=== Section Start ===

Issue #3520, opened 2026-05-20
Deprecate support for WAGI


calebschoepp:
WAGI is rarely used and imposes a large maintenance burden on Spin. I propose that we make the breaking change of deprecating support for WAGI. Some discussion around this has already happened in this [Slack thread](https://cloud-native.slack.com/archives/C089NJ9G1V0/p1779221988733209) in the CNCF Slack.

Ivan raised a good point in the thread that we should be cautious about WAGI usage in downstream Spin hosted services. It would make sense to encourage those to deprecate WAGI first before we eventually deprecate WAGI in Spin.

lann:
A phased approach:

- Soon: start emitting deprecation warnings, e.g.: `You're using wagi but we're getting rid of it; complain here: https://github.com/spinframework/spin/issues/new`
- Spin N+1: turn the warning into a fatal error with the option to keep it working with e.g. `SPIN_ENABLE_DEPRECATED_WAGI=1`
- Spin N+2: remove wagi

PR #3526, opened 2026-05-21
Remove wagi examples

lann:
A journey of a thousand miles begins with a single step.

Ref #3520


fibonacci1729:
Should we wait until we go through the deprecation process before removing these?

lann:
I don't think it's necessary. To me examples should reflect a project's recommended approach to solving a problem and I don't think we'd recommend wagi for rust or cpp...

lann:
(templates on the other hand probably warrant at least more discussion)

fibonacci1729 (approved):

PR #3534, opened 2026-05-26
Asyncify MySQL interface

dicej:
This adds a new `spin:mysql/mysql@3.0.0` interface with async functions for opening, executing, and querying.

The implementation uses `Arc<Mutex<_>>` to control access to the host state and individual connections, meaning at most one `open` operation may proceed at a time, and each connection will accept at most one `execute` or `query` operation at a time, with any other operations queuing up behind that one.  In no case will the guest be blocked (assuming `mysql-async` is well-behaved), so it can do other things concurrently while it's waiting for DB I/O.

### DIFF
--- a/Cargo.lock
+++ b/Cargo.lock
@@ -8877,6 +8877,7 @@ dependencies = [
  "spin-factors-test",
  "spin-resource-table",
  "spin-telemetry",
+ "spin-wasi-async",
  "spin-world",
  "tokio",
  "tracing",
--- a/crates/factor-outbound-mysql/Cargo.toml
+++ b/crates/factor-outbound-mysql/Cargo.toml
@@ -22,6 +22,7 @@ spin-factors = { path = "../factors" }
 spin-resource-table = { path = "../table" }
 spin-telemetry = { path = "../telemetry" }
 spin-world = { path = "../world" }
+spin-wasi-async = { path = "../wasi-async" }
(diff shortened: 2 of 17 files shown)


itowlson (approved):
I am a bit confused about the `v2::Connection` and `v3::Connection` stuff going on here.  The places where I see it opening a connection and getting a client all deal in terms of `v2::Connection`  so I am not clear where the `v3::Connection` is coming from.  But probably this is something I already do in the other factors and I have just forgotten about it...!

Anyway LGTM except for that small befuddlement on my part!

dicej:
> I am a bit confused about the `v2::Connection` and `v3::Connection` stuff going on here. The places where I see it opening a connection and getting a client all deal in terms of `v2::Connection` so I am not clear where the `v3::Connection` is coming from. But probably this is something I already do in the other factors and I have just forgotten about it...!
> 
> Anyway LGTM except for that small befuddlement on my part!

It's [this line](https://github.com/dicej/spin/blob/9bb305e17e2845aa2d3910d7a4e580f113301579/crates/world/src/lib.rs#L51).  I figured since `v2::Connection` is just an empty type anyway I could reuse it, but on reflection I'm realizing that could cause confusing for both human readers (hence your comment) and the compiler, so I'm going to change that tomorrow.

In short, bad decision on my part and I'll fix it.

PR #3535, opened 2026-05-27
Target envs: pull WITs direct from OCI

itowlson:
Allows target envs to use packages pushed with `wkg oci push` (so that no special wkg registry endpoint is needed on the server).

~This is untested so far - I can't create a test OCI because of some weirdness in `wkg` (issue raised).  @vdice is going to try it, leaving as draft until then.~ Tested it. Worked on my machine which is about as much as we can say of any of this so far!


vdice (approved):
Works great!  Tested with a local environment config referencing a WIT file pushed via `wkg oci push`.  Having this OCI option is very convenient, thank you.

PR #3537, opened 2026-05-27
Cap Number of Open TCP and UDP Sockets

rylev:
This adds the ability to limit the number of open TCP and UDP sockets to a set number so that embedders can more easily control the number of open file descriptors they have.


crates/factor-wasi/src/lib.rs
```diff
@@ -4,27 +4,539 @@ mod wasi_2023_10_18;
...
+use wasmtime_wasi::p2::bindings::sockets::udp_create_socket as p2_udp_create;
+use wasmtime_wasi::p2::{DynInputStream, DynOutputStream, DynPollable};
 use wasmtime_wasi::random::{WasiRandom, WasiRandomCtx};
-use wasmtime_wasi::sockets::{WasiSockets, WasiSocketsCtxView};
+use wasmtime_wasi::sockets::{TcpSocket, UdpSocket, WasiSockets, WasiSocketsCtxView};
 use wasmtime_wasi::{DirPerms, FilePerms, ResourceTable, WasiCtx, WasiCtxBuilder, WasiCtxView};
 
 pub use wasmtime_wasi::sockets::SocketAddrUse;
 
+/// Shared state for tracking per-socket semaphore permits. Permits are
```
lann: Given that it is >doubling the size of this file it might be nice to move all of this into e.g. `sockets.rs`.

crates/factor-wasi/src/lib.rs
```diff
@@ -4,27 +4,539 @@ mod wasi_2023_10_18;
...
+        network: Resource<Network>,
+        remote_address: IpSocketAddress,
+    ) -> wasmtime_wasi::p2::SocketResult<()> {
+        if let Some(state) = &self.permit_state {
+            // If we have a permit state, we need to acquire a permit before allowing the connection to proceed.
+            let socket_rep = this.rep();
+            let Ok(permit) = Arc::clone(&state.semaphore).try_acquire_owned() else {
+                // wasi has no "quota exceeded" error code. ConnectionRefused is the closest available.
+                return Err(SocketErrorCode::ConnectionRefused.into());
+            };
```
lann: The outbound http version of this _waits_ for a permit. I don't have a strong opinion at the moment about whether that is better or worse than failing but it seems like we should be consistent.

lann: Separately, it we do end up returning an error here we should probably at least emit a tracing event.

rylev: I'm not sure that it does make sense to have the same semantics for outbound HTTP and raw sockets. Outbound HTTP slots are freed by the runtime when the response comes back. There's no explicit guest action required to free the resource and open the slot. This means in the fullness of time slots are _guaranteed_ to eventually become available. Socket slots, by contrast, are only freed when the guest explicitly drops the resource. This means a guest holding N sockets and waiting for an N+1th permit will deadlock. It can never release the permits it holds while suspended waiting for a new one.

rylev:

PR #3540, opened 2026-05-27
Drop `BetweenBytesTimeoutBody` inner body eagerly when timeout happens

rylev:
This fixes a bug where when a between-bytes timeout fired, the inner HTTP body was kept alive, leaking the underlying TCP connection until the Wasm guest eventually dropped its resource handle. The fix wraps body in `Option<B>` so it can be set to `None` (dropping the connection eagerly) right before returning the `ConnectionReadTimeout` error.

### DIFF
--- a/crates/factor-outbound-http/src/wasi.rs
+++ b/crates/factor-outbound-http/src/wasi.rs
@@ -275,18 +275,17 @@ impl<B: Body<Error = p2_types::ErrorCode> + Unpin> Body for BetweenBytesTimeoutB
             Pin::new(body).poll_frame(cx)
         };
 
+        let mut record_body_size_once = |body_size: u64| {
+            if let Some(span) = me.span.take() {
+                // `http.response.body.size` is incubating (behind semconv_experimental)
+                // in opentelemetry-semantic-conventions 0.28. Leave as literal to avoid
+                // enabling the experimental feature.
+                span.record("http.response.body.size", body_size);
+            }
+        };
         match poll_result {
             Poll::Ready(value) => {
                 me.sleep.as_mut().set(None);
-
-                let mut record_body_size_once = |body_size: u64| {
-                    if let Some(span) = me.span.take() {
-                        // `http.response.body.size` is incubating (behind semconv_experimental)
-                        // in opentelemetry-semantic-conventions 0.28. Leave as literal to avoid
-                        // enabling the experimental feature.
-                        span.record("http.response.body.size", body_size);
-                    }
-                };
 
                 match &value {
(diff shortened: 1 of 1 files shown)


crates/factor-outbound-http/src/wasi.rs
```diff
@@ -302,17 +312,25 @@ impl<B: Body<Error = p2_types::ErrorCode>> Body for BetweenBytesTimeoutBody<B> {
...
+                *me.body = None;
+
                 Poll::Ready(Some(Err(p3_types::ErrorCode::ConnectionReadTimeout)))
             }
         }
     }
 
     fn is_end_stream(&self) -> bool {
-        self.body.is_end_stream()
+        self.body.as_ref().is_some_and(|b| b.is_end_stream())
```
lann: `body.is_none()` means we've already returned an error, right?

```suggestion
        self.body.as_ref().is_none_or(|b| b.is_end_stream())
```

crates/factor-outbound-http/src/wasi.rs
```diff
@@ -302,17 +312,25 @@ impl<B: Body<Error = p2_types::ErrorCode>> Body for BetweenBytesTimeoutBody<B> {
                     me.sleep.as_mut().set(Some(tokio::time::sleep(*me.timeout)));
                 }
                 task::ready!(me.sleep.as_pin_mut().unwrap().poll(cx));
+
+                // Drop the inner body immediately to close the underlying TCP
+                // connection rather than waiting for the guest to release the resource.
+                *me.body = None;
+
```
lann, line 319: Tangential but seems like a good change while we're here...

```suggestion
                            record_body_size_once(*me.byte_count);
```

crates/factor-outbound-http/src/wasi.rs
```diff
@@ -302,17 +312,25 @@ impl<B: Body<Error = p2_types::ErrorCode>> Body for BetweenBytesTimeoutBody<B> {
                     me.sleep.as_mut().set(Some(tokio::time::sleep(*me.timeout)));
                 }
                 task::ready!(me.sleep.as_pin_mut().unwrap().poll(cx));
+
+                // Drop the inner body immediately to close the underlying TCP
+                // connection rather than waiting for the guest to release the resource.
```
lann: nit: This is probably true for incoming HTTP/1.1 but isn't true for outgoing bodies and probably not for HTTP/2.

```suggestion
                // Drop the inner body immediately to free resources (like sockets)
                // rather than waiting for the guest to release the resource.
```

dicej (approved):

=== Section End ===

Exercise description:
List every line from the entries above in which "returning" appears.

Output of the exercise:
lann: Separately, it we do end up returning an error here we should probably at least emit a tracing event.
This fixes a bug where when a between-bytes timeout fired, the inner HTTP body was kept alive, leaking the underlying TCP connection until the Wasm guest eventually dropped its resource handle. The fix wraps body in `Option<B>` so it can be set to `None` (dropping the connection eagerly) right before returning the `ConnectionReadTimeout` error.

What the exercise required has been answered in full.